PR #1089, opened 2018-03-23
Add 'average' option to heatmap gtp command

roy7:
Also uses alias 'avg', ~~and implements the code for multiple eval.~~ (Full 8 evals used by 'heatmap average'.)

~~Renamed the ensemble type to MULTI_AVG with the thought that I or someone else may eventually add MULTI_MAX as an eval option, to provide the max() of each action's value instead of the average. To allow for "heatmap max".~~


src/GTP.cpp
```diff
@@ -516,15 +516,27 @@ bool GTP::execute(GameState & game, std::string xinput) {
...
 
         if (!cmdstream.fail()) {
-            auto vec = Network::get_scored_moves(
-                &game, Network::Ensemble::DIRECT, rotation, true);
-            Network::show_heatmap(&game, vec, false);
+            if (rotation == "all") {
+                for (int r=0; r<8; r++) {
+                    auto vec = Network::get_scored_moves(
+                        &game, Network::Ensemble::DIRECT, r, true);
+                    Network::show_heatmap(&game, vec, false);
```
gcp: These two lines are almost the same in all branches, and can be pulled out.

src/Network.cpp
```diff
@@ -860,9 +861,40 @@ Network::Netresult Network::get_scored_moves(
...
+    } else if (ensemble == MULTI_AVG && rotation > 1) {
+        // MULTI_AVG rotation is the # of random rotations to provide
+        assert(rotation >= 1 && rotation <= 8);
+        std::vector<int> r_list{0, 1, 2, 3, 4, 5, 6, 7};
+        // Need to account for extra 2 in m_squaresize.
+        float policy[(BOARD_SIZE + 2) * (BOARD_SIZE + 1)] = {0};
+
+        if (rotation < 8) {
+            std::random_device rd;
+            std::mt19937 g(rd());
```
gcp: This is completely unneeded, we already do a lot of work to correctly initialize a suitable RNG. IIRC you can see how to use it with shuffle in Training.cpp.

src/Network.cpp
```diff
@@ -860,9 +861,40 @@ Network::Netresult Network::get_scored_moves(
     if (ensemble == DIRECT) {
         assert(rotation >= 0 && rotation <= 7);
         result = get_scored_moves_internal(state, planes, rotation);
+    } else if (ensemble == MULTI_AVG && rotation > 1) {
+        // MULTI_AVG rotation is the # of random rotations to provide
+        assert(rotation >= 1 && rotation <= 8);
+        std::vector<int> r_list{0, 1, 2, 3, 4, 5, 6, 7};
+        // Need to account for extra 2 in m_squaresize.
+        float policy[(BOARD_SIZE + 2) * (BOARD_SIZE + 1)] = {0};
```
gcp: Use a std::vector or (at worst) std::array. There should already be constants for the policy array size.

src/Network.cpp
```diff
@@ -860,9 +861,40 @@ Network::Netresult Network::get_scored_moves(
     if (ensemble == DIRECT) {
         assert(rotation >= 0 && rotation <= 7);
         result = get_scored_moves_internal(state, planes, rotation);
+    } else if (ensemble == MULTI_AVG && rotation > 1) {
+        // MULTI_AVG rotation is the # of random rotations to provide
+        assert(rotation >= 1 && rotation <= 8);
+        std::vector<int> r_list{0, 1, 2, 3, 4, 5, 6, 7};
```
gcp: Not clear why this is needed?

src/Network.cpp
```diff
@@ -860,9 +861,40 @@ Network::Netresult Network::get_scored_moves(
...
+
+            for (auto res : tmpresult.first) {
+                // +1 to account for PASS
+                policy[res.second + 1] += res.first;
+            }
+        }
+
+        for (size_t c = 0; c < result.first.size(); c++) {
+            result.first[c].first += policy[result.first[c].second + 1];
+            result.first[c].first /= rotation;
```
gcp: Dividing by rotation looks suspect.

src/Network.cpp
roy7: If we're going to average 2-7 rotations we need to choose them randomly without replacement. I thought the simple way to handle that was shuffle a list of index numbers 0-7 then walk that list in order for the # of rotations requested. Is there a better way I overlooked? I didn't want 3 rotations to always be 0,1,2.

roy7: Although I did always assume 'heatmap' by itself choose a random one that stuck around, and wasn't tied to 'heatmap 0'.

src/GTP.cpp
roy7: I'll see what I can do here. In one branch we need to show 8 heatmaps so I do need that loop. In the other 3 of the 4 branches the show_heatmap command is the same. Each of the 4 branches uses a different get_scored_moves options.

roy7: I re-worked this. I hope it's what you had in mind. :)

src/Network.cpp
roy7: Or did you mean since we're only doing rotation=8 for 'heatmap average' we don't need support for 2-7 and should delete that until someone needs it one day?

src/Network.cpp
roy7: The closest constant I've found so far from FastBoard.h is `MAXSQ = ((BOARD_SIZE + 2) * (BOARD_SIZE + 2))`. I'll keep looking.

In get_scored_moves_internal I see `std::vector<float> policy_data(OUTPUTS_POLICY * width * height)` which is much larger since OUTPUTS_POLICY is 2

roy7: Strange how the simple change to std::vector has broken this in confusing ways. Will try to clean it up, sorry about pushing a commit with non-working code. My lack of C++ experience is showing.

src/Network.cpp
Hersmunch: As far as I can see it looks like it is taking the average of the random rotations but it isn't clear from the name of the variable.

roy7: I did use the variable two ways. For DIRECT rotation is the rotation #. For MULTI_AVG rotation is the # of rotations. Maybe that was silly of me.

WhiteHalmos: I think it would be clearer if we just used 8 everywhere. 😊

src/Network.cpp
gcp: No it just wasn't clear to me what the array was there for. Looks like std::sample is only in C++17 and it's not in boost, so it indeed seems the best way to do this.

src/Network.cpp
gcp: Yeah same variable different meaning is pretty evil :-)

roy7: Should I make a new variable earlier on with a different name for readability?

src/GTP.cpp
```diff
@@ -516,18 +516,30 @@ bool GTP::execute(GameState & game, std::string xinput) {
...
+            if (cmdstream.fail()) {
+                vec = Network::get_scored_moves(
+                    &game, Network::Ensemble::DIRECT, 0, true);
+            } else if (rotation == "average" || rotation == "avg") {
+                vec = Network::get_scored_moves(
+                    &game, Network::Ensemble::MULTI_AVG, 8, true);
+            } else {
+                vec = Network::get_scored_moves(
+                    &game, Network::Ensemble::DIRECT, std::stoi(rotation), true);
+            }
```
TFiFiE: Can we get some invalid-argument handling here? Right now, anything that's not a number between 0 and 8 crashes the program, either with an uncaught exception or a segmentation fault.

roy7: It's always been that way. I thought about trying to handle it but wasn't sure on the best way to do so. Any suggestions?

TFiFiE: I don't like ```std::stoi``` throwing an exception, as it makes handling both nonintegral as well as out-of-bounds arguments unwieldy. I'd say attempt the conversion through a ```std::stringstream```, as the validity test can then be done with a single ```if``` statement.

src/Network.cpp
```diff
@@ -860,9 +860,38 @@ Network::Netresult Network::get_scored_moves(
...
+        }
+
+        result.second /= rotation;
     } else {
-        assert(ensemble == RANDOM_ROTATION);
-        assert(rotation == -1);
+        assert((ensemble == RANDOM_ROTATION && rotation == -1) ||
+               (ensemble == MULTI_AVG && rotation == 1));
```
gcp: This looks wrong to me: MULTI_AVG is handled in the other branch, so if ensemble is MULTI_AVG here something is seriously broken.

src/GTP.cpp
```diff
@@ -516,18 +516,30 @@ bool GTP::execute(GameState & game, std::string xinput) {
...
+            for (int r=0; r<8; r++) {
+                vec = Network::get_scored_moves(
+                    &game, Network::Ensemble::DIRECT, r, true);
+                Network::show_heatmap(&game, vec, false);
+            }
         } else {
-            auto vec = Network::get_scored_moves(
-                &game, Network::Ensemble::DIRECT, 0, true);
+            if (cmdstream.fail()) {
+                vec = Network::get_scored_moves(
```
gcp: Just set rotation = 0 and merge this with the else branch?

src/Network.cpp
gcp: I'd use num_rotations or rotations_cnt or similar when "rotation" is really "number of rotations".

src/GTP.cpp
roy7: Done

src/Network.cpp
Mardak: It's true that MULTI_AVG with 1 rotation is effectively picking out a single rotation just like RANDOM_ROTATION. But what's the intent of allowing a subset of random rotation / `num_rotations` to be averaged? Why not always just average all 8? This would simplify the MULTI_AVG branch if `num_rotations` is assumed to be 8.

Mardak:
Not directly changed in this PR, but turns out running the heatmap command influences the next `genmove` because the result gets cached:
https://github.com/gcp/leela-zero/blob/97c2f8137a3ea24938116bfbb2b0ff05c83903f0/src/Network.cpp#L870-L871

This means after running `heatmap avg`, the root node will use the averaged policy scored moves when exploring. For example when I analyzed https://online-go.com/game/11952774 with `0f6a8c5f #102`, the N ranged from 0.67 to 65.93% as shown running with the seeds below https://github.com/gcp/leela-zero/issues/877#issuecomment-373255981

```
expect: T7, move: 129, who: b, weight: 0f6a8c5f, visit: 10, no heatmap
rotation: 0, seed: 22  T7 ->       8 (V: 100.00%) (N: 25.80%) PV: T7 B10 C10 B9 G13
rotation: 1, seed:  6  B9 ->       7 (V:  2.86%) (N: 43.94%) PV: B9 B8 C9 E8 B4 B5
rotation: 2, seed:  2  T7 ->       8 (V: 100.00%) (N: 19.96%) PV: T7 B10 C10 B9 G13
rotation: 3, seed: 11  T7 ->       8 (V: 100.00%) (N: 18.21%) PV: T7 B10 C10 B9 G13
rotation: 4, seed:  3  T7 ->       8 (V: 100.00%) (N: 13.37%) PV: T7 B10 C10 B9 G13 F12
rotation: 5, seed:  4  B9 ->       9 (V:  2.20%) (N: 49.14%) PV: B9 B8 C9 E8 D8 D7
rotation: 6, seed: 12  T7 ->       9 (V: 100.00%) (N: 65.93%) PV: T7 B10 C10 B9 G13 F12 F11
rotation: 7, seed:  1  T7 ->       8 (V: 100.00%) (N: 17.64%) PV: T7 B10 C10 B9 B16 B17
```
And here's the result when doing `heatmap avg` just before `genmove b`:
```
expect: T7, move: 129, who: b, weight: 0f6a8c5f, visit: 10, heatmap avg
rotation: 0, seed: 22  T7 ->       8 (V: 100.00%) (N: 20.93%) PV: T7 B10 C10 B9 G13 F12 H14 H15
rotation: 1, seed:  6  T7 ->       8 (V: 100.00%) (N: 20.93%) PV: T7 B10 C10 B9 B16
rotation: 2, seed:  2  T7 ->       8 (V: 100.00%) (N: 20.93%) PV: T7 B10 C10 B9 G13
rotation: 3, seed: 11  T7 ->       8 (V: 100.00%) (N: 20.93%) PV: T7 B10 C10 B9 G13 F12
rotation: 4, seed:  3  T7 ->       8 (V: 100.00%) (N: 20.93%) PV: T7 B10 C10 B9 B16 B17
rotation: 5, seed:  4  T7 ->       8 (V: 100.00%) (N: 20.93%) PV: T7 B10 C10 B9 G13
rotation: 6, seed: 12  T7 ->       8 (V: 100.00%) (N: 20.93%) PV: T7 B10 C10 B9 G13 F12
rotation: 7, seed:  1  T7 ->       8 (V: 100.00%) (N: 20.93%) PV: T7 B10 C10 B9 G13
```

So @roy7, that's a simple way to get RoyalZero to analyze the next move using the average policy. Although notice that the PVs are different because only the policy of the root was averaged. (Although maybe that won't be entirely what you want anyway as typically RoyalZero's "one bad rotation" failure is from not realizing the opponent could capture, etc.)

Not sure if this behavior is intended as one would perhaps expect a "display-only" heatmap command to not influence other things.

src/Network.cpp
roy7: I guess I just didn't want to tear the support for any # of rotations out since I bothered to write it originally lol. :)

roy7: I updated this to use a num_rotations variable and so forth to try and make it more clear. I didn't seem to update this review automatically, but some changes have been made. Let me know if you need anything further?

roy7:
Hmm I missed that something in Network.cpp changed which broke this. Will fix it.

roy7:
Added some partial fixes. NetResult struct changed and it needs some rewrite in my PR in a section of code I didn't originally write myself, so trying to figure it out.

roy7:
@WhiteHalmos I might need you to swoop in and fix this all again, I think you did this area of the code originally, haha.

src/Network.cpp
```diff
@@ -862,9 +862,41 @@ Network::Netresult Network::get_scored_moves(
...
+
+        result = get_scored_moves_internal(planes, r_list[0]);
+
+        for (int r = 1; r < num_rotations; ++r) {
+            Netresult tmpresult = get_scored_moves_internal(planes, r_list[r]);
+            result.winrate += tmpresult.winrate;
+            result.policy_pass += tmpresult.policy_pass;
+
+            for (auto res : tmpresult.first) {
+                policy[res.second] += res.first;
```
Mardak: Pretty sure you'll need to do something like below as the original vertex as `second` is stored now an implicit vector index.
```c++
for (auto idx = size_t{0}; idx < BOARD_SQUARES; idx++) {
  policy[idx] += tmpresult.policy[idx];
}
```

src/Network.cpp
```diff
@@ -862,9 +862,41 @@ Network::Netresult Network::get_scored_moves(
...
         assert(rotation >= 0 && rotation <= 7);
         result = get_scored_moves_internal(planes, rotation);
+    } else if (ensemble == MULTI_AVG && rotation > 1) {
+        // MULTI_AVG rotation is the # of random rotations to provide
+        int num_rotations = rotation;
+
+        assert(num_rotations >= 1 && num_rotations <= 8);
+        std::vector<int> r_list{0, 1, 2, 3, 4, 5, 6, 7};
+        // Need to account for extra 2 in m_squaresize.
+        std::vector<float> policy((BOARD_SIZE + 2) * (BOARD_SIZE + 1));
```
Mardak: I don't think a separate `policy` is needed to accumulate as you could just use the one from the first rotation that you store as `result` (so use `result.policy`) ?

roy7:
Thanks to @Mardak I think this is ported and functional again.

src/Network.cpp
roy7: Fixed!

roy7:
@gcp If the official recommendation is I drop variable # of evals support and hard code it for 8 I'll do that, just let me know.

src/GTP.cpp
```diff
@@ -515,18 +515,27 @@ bool GTP::execute(GameState & game, std::string xinput) {
...
+            }
         } else {
-            auto vec = Network::get_scored_moves(
-                &game, Network::Ensemble::DIRECT, 0, true);
+            if (!cmdstream.fail() && (rotation == "average" || rotation == "avg")) {
+                vec = Network::get_scored_moves(
+                    &game, Network::Ensemble::MULTI_AVG, 8, true);
+            } else {
+                vec = Network::get_scored_moves(
+                    &game, Network::Ensemble::DIRECT, cmdstream.fail() ? 0 : std::stoi(rotation), true);
```
gcp: I'd move the ternary operator out of the function call for readability.

gcp: Also this is really the only case that must handle cmdstream.fail(), so move that case out of this if and move it to the top? Then all further can assume that it did not fail.

src/Network.cpp
```diff
@@ -862,9 +862,38 @@ Network::Netresult Network::get_scored_moves(
     if (ensemble == DIRECT) {
         assert(rotation >= 0 && rotation <= 7);
         result = get_scored_moves_internal(planes, rotation);
+    } else if (ensemble == MULTI_AVG && rotation > 1) {
+        // MULTI_AVG rotation is the # of random rotations to provide
+        int num_rotations = rotation;
```
gcp: There doesn't seem to be a use case for averaging multiple (instead of all) rotations, so you can simplify the code by removing support for this. That also avoids the awkward overload of "rotation" having multiple meanings.

src/Network.cpp
```diff
@@ -862,9 +862,38 @@ Network::Netresult Network::get_scored_moves(
...
+
+        assert(num_rotations >= 1 && num_rotations <= 8);
+        std::vector<int> r_list{0, 1, 2, 3, 4, 5, 6, 7};
+
+        if (num_rotations < 8) {
+            std::shuffle(r_list.begin(), r_list.end(), Random::get_Rng());
```
gcp: This kind of thing also becomes unneeded.

src/Network.cpp
gcp: I'm with @Mardak on this one in that supporting multiple rotations averaged complicates the code for no gain, so I'd just get rid of that.

gcp:
github is a bit confused and seems to think your conflict fixes were addressing the review remarks.

roy7:
@gcp So to confirm, remove support for #s 2-7 and just hard code it as 8 all the time?

src/Network.cpp
```diff
@@ -891,11 +891,28 @@ Network::Netresult Network::get_scored_moves(
...
+
+        for (auto idx = size_t{0}; idx < BOARD_SQUARES; idx++) {
+            result.policy[idx] /= 8;
+        }
+
+        result.winrate /= 8;
+        result.policy_pass /= 8;
     } else {
-        assert(ensemble == RANDOM_SYMMETRY);
+        assert(ensemble == RANDOM_ROTATION);
```
Mardak: This looks like a merge conflict fail. This branch probably should be left unchanged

*What the task requires*
Determine how many lines in the listing above hold the string "running", then write only the number.

*Response*
2